The next two days are so full of history, places, familiar names, words, images, thoughts and emotions that it is impossible to do it all justice in a series of short posts but I will try my best...
Our day begins after breakfast when we are collected from our hotel by our guide for the day, the brilliant Ken Lees. We pile into a people-mover with two other Australians - young women from the eastern states who just finished walking the Coast to Coast in the UK(!) and now visit the Somme to find the grave of a relative. Our first stop is the Franco-Australian Museum in Villers-Bretonneux, a town forever indebted to Australia, first for sacrificing so many to liberate the town in 1918, and second for the generosity of Australia to rebuild after the war.

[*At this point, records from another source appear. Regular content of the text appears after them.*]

PR #90, opened 2023-05-11
feat: put strandedness value into HTSeq file name

a-frantz:
There is a problem with relying on the derived values for HTSeq. Lazy users won't check the `ngsderive` output results and might not realize that `HTSeq` was run with an "unexpected" strandedness mode. This PR is the best way me and @adthrasher could come up with to cater to those lazy users. Of course, maybe we don't need to and that's solely a "them problem" we don't need to solve. It's taking me more time to write this PR summary than it did to make the code changes, so not a problem if we opt to close without merging.

WDL lacks any real way to communicate with users. So the best we could come up with is this heavy-handed approach of modifying the filename to reflect the strandedness mode. Neither me or Andrew are particularly thrilled with it.

But it addresses a potentially major problem for users. If they use the feature counts files in an analysis assuming it was generated by strandedness value X instead of Y, their whole analysis becomes junk. I suppose the question is "do we need to solve that problem for them?" At the end of the day it would be user error because they didn't look at the complete set of result files. There's a good argument we don't need to make any changes to cater to lazy users. But it was trivial to "fix", so shouldn't we go ahead and fix it for them?

Just putting this PR out there to generate discussion.


adthrasher (approved):

claymcleod:
I'm fine with this.

claymcleod (approved):

PR #92, opened 2023-05-13
feat: use samtools collate and fastq instead of picard

a-frantz:
Title explains it. This increases storage costs (by a significant amount, though I don't have hard numbers to share), however decreases runtime by a large margin (again, no hard numbers. Just my eyeballing), which will result in lower costs and faster results.

Note: this does change the behavior of the `bam_to_fastq` step. `picard SamToFastq` will error and fail if it finds an "illegal mate state". `samtools fastq` simply discards the read(s). This is an improvement in behavior, it shouldn't be the `bam_to_fastq` step's job to catch errors like this. That should be done by `picard ValidateSam` (which does log those "illegal mate states" and in more detail than `SamToFastq`). But it's an important difference that should be noted.


template/common-parameter-meta.txt
```diff
@@ -4,7 +4,7 @@ PERMITTED META DESCRIPTIONS:
         modify_memory_gb: "Add to or subtract from dynamic memory allocation. Default memory is determined by the size of the inputs. Specified in GB."
         modify_disk_size_gb: "Add to or subtract from dynamic disk space allocation. Default disk size is determined by the size of the inputs. Specified in GB."
         ncpu: "Number of cores to allocate for task"
-        detect_nproc: "Use all available cores? Recommended for cloud environments. Not recommended for cluster environments."
+        use_all_cores: "Use all cores? Recommended for cloud environments. Not recommended for cluster environments."
```
adthrasher, line 7:
```suggestion
        use_all_cores: "Detect and use all cores? Recommended for cloud environments. Not recommended for cluster environments."
```
I think it's worth clarifying that this detects the number and then uses that.

tools/samtools.wdl
```diff
@@ -327,3 +326,152 @@ task addreplacerg {
         read_group_id: "Existing read group ID in BAM to add to reads"
     }
 }
+
+task collate {
+    meta {
+        description: "This WDL tool runs `samtools collate` on the input BAM file. Shuffles and groups reads together by their names."
+        outputs: {
+            collated_bam: "A collated BAM (reads sharing a name next to each other, no other guarentee of sort order)"
```
adthrasher, line 334:
```suggestion
            collated_bam: "A collated BAM (reads sharing a name next to each other, no other guarantee of sort order)"
```

tools/samtools.wdl
```diff
@@ -327,3 +326,152 @@ task addreplacerg {
...
+    runtime {
+        cpu: ncpu
+        memory: memory_gb + " GB"
+        disk: disk_size_gb + " GB"
+        docker: 'quay.io/biocontainers/samtools:1.17--h00cdaf9_0'
+        maxRetries: max_retries
+    }
+}
+
+task bam_to_fastq {
```
adthrasher, line 388: I think we're using `picard SamToFastq` elsewhere. Should we be consistent?

tools/samtools.wdl
```diff
@@ -327,3 +326,152 @@ task addreplacerg {
...
+    meta {
+        description: "This WDL tool runs `samtools fastq` on the input BAM file. Splits the BAM into FastQ files."
+        outputs: {
+            read1: "A gzipped FastQ containing read ones"
+            read2: "A gzipped FastQ containing read twos"
```
adthrasher, line 393:
```suggestion
        read_one_fastq_gz: "Gzipped FastQ file with 1st reads in pair"
        read_two_fastq_gz: "Gzipped FastQ file with 2nd reads in pair"
```
This is what we have in the template.

tools/samtools.wdl
```diff
@@ -327,3 +326,152 @@ task addreplacerg {
...
+            singleton_reads: "A gzipped FastQ containing singleton reads"
```
adthrasher, line 394:
```suggestion
            singleton_reads_fastq_gz: "A gzipped FastQ containing singleton reads"
```

tools/samtools.wdl
```diff
@@ -327,3 +326,152 @@ task addreplacerg {
...
+            interleaved_reads: "An interleaved gzipped paired-end FastQ"
```
adthrasher, line 395:
```suggestion
            interleaved_reads_fastq_gz: "An interleaved gzipped paired-end FastQ"
```

tools/samtools.wdl
```diff
@@ -327,3 +326,152 @@ task addreplacerg {
...
+            } \
+            -0 /dev/null \
+            ~{bam}
+    >>>
+
+    output {
+        File? read1 = "~{prefix}_R1.fastq.gz"
+        File? read2 = "~{prefix}_R2.fastq.gz"
+        File? singleton_reads = "~{prefix}.singleton.fastq.gz"
+        File? interleaved_reads = "~{prefix}.fastq.gz"
```
adthrasher, line 467:
```suggestion
        File? read_one_fastq_gz = "~{prefix}_R1.fastq.gz"
        File? read_two_fastq_gz = "~{prefix}_R2.fastq.gz"
        File? singleton_reads_fastq_gz = "~{prefix}.singleton.fastq.gz"
        File? interleaved_reads_fastq_gz = "~{prefix}.fastq.gz"
```

workflows/qc/quality-check-standard.wdl
```diff
@@ -119,12 +120,29 @@ workflow quality_check {
     call ngsderive.read_length as ngsderive_read_length { input: bam=quickcheck.checked_bam, bam_index=bam_index, max_retries=max_retries }
     call ngsderive.encoding as ngsderive_encoding { input: ngs_files=[quickcheck.checked_bam], prefix=prefix, max_retries=max_retries }
 
-    call picard.bam_to_fastq { input: bam=quickcheck.checked_bam, max_retries=max_retries }
```
adthrasher, line 122: Why the switch from Picard to samtools?

adthrasher (changes requested):

template/common-parameter-meta.txt
adthrasher: Realizing now that we have this in nearly (?) every task. I'm conflicted about making that change. I wonder if we should hold off and make sure we're happy with the strings in `common-parameter-meta` and then make the update in the Code cleanup PR.

workflows/qc/quality-check-standard.wdl
a-frantz: This switch was inspired by problems with `SJBALL033086_G1.WholeGenome` in the alpha test cohort. Unfortunately the QC results didn't elucidate much details as to why, but `Picard SamToFastq` took over a week to convert this BAM. That same BAM was processed by `samtools collate`->`samtools fastq` in under 24 hours.

I haven't investigated the "average case", but I'm pretty sure it's saves time and memory in all cases. That's really an unchecked assumption on my part, as in the name of freeing storage I `rm`d all my test logs from before this switch. That was shortsighted of me.

But regardless of previous performance on "average cases", we have an example of runtime dropping from more than a week to under 36 hours with this switch. That's more than enough to justify it if you ask me.

As for using this approach everywhere? I'd definitely consider it. There are 2 downsides:
1) it complicates things by replacing one call with 2
2) it is a pretty significant bump in storage. Collated BAMs are really beefy and need to be stored.

I just got an idea that could solve both those problems though. One task which calls both tools in the same command block. By default `rm`s the collated BAM after FastQ conversion. Can be kept with a Boolean (which we'd need for QC to pass to Qualimap). It's only a partial solution to storage though, as the very large BAM still has to be created. So the storage capacity has to exist, it's just not used for long.

a-frantz:
@adthrasher I think this is good to go, except I want to validate our assumption that piping uncompressed BAM will lead to a speed up for WGS and WES. Other than that I think all the changes I want are here.

But I've realized this is a pretty significant behavior change (for the better) for `rnaseq-standard`. In v2/v3, if an input BAM had "illegal mate states" (as defined by Picard?) it couldn't be processed by the pipeline (without manually addressing those weird read1/read2 bits).
New behavior with this PR is to simply discard any reads with wonky read1/2 bit settings. I think this is much better, but it does need to be noted _somewhere_ that reads will potentially be silently thrown out.

It's making me think that we should really be keeping CHANGELOGs for our pipelines to track things like this. I'm not looking forward to writing all the changes I've introduced between v1 and v2 of QC, but it's something we should be doing. Do you agree?

tools/picard.wdl
```diff
@@ -177,7 +177,7 @@ task bam_to_fastq {
     meta {
         author: "Andrew Thrasher, Andrew Frantz"
         email: "andrew.thrasher@stjude.org, andrew.frantz@stjude.org"
-        description: "This WDL task converts the input BAM file into paired FastQ format files."
+        description: "This WDL task converts the input BAM file into FastQ format files. This task has been deprecated in favor of `samtools.collate_to_fastq` which is more performant and doesn't error on 'illegal mate states'."
```
adthrasher, line 180:
```suggestion
        description: "[Deprecated] This WDL task converts the input BAM file into FastQ format files. This task has been deprecated in favor of `samtools.collate_to_fastq` which is more performant and doesn't error on 'illegal mate states'."
```

tools/samtools.wdl
```diff
@@ -327,3 +326,263 @@ task addreplacerg {
...
+        n_cores=~{ncpu}
+        if [ "~{use_all_cores}" = "true" ]; then
+            n_cores=$(nproc)
+        fi
+
+        samtools collate \
+            --threads "$n_cores" \
+            ~{if fast_mode then "-f" else ""} \
+            # skip compression (and decompression) if not storing the output
+            ~{if store_collated_bam then "" else "-u"} \
```
adthrasher, line 549: I thought we weren't using the uncompressed BAM output. However looking at this, since we're not storing it, if the subsequent `samtools fastq` call accepts it without error, I'm fine using it here.

workflows/general/bam-to-fastqs.wdl
```diff
@@ -36,50 +36,47 @@ version 1.0
...
-                read1=reads,
-                max_retries=max_retries
-            }
+
+    scatter (reads in 
+        zip(bam_to_fastq.read_one_fastq_gz, bam_to_fastq.read_two_fastq_gz)
+    ) {
+        call fq.fqlint { input:
+            read1=select_first([reads.left, "undefined"]),
+            read2=reads.right,
```
adthrasher, line 73: Is this correct? I would expect read one to always exist and read2 to be the optional input.

tools/samtools.wdl
a-frantz: I'm about to submit jobs verifying this works (and seeing if it has any effect on runtime). If it's neutral on runtime I plan to remove it for simplicity's sake

workflows/general/bam-to-fastqs.wdl
a-frantz: Yes this is an unfortunate side effect of enabling the full spectrum of options in `samtools fastq`. The `_R1` file won't be generated if `interleaved==true` (because then no `_R*` extension is used). However we know from the context of this workflow that the `_R1` file will always exist. Just WDL doesn't know that. It is impossible (or should be impossible) to trip the `"undefined"` part.

The `read2` parameter accepts `File?` input so no special handling of it needs to be made.

workflows/general/bam-to-fastqs.wdl
```diff
@@ -36,50 +36,47 @@ version 1.0
...
+            max_retries=max_retries
         }
     }
 
     output {
-        Array[File] read1s = bam_to_fastq.read1
-        Array[File?] read2s = bam_to_fastq.read2
+        Array[File] read1s = select_all(bam_to_fastq.read_one_fastq_gz)
+        Array[File?] read2s = bam_to_fastq.read_two_fastq_gz
```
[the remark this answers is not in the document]
a-frantz: Both `read_one_fastq_gz` and `read_two_fastq_gz` are `Array[File?]` type. So `read_one_fastq_gz` has to be coerced into a required type, but because of the declaration of `read2s` (`Array[File?]`) nothing needs to be done to `read_two_fastq_gz`

workflows/qc/quality-check-standard.wdl
```diff
@@ -257,6 +270,7 @@ workflow quality_check {
         File? qualimap_rnaseq_results = qualimap_rnaseq.results
         File? junction_summary = junction_annotation.junction_summary
         File? junctions = junction_annotation.junctions
+        Array[File]? intermediate_files = intermediate_files_output
```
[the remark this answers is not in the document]
a-frantz: Good idea. I think this would be a sensible use of `Struct`.

workflows/qc/quality-check-standard.wdl
```diff
@@ -133,19 +137,24 @@ workflow quality_check {
         max_retries=max_retries
     }
 
-    call picard.bam_to_fastq { input:
+    call samtools.collate_to_fastq { input:
         bam=quickcheck.checked_bam,
+        store_collated_bam=molecule=="RNA",
```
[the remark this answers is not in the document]
a-frantz: Just pushed this:
```
        bam=quickcheck.checked_bam,
        # RNA needs a collated BAM for Qualimap
        # DNA can skip the associated storage costs
        store_collated_bam=molecule=="RNA",
```
What do you think?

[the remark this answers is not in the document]
adthrasher: That works for me. It is more verbose but is more explicit to the reader.

workflows/qc/quality-check-standard.wdl
```diff
@@ -69,6 +71,8 @@ workflow quality_check {
         coverage_labels: "An array of equal length to `coverage_beds` which determines the prefix label applied to the output files. If omitted, defaults of `regions1`, `regions2`, etc. will be used."
         gtf: "Gzipped GTF features file. **Required** for RNA-Seq data"
         star_log: "Log file generated by the RNA-Seq aligner STAR. Will be added to MultiQC report."
+        output_intermediate_files: "Output intermediate files? FastQs and if RNA a collated BAM. *WARNING* these files can be large and your backend may copy these files instead of linking to the files that already exist."
```
a-frantz, line 74: @adthrasher I believe this is true. Pretty sure Cromwell used to copy _everything_. Besides Cromwell, I wouldn't be surprised if other backends do a hardcopy, but I don't know of any for sure. So I could be making up this warning. Do we leave it in?

adthrasher:
```suggestion
        output_intermediate_files: "Output intermediate files? FastQs and if RNA a collated BAM. *WARNING* these files can be large."
```

I would probably just leave it like this. It's still true and if they use a backend that duplicates the files, they still have a problem.

adthrasher (approved):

Outside the Franco-Australian Museum, Villers-Bretonneux |
The museum personalises the war and introduces some truly heart-wrenching stories of loss, grief and remembrance.... like the touching tale of the repatriation of the body of an Unknown Soldier to the National War Memorial in Canberra on 11 November 1993 and his honour guard, from humble air crew while in transit to the handful of remaining veterans waiting to welcome him back to home soil.
The unimaginable grief of a farming family from Western Australia - to have lost two sons less than a year apart |
In Villers-Bretonneux the kinship between France and Australia is very real. Street names reflect places in Australia, and every day the kids at the primary school play beneath a sign that tells them in big green and gold letters to never forget.
Our next stop is the Australian National Memorial where a central tower emerges from a wall with fringing pavilions ... the length of the wall a terrible measure of the amount of space needed to accommodate the 11,000 names of the Australian missing who died in France. It was opened in 1938 only to be caught up in the terrible years of WWII. We climb the stairs to the top of the tower and see the pockmarks left in the stonework from German bullets from the Second World War.
At the Australian National Memorial |
From up here we can also see the 'roof' of the Sir John Monash Centre. This is what we've really come here to see as the Centre was only opened on ANZAC Day this year. Dug into the earth behind the Memorial, it is completely hidden at ground level.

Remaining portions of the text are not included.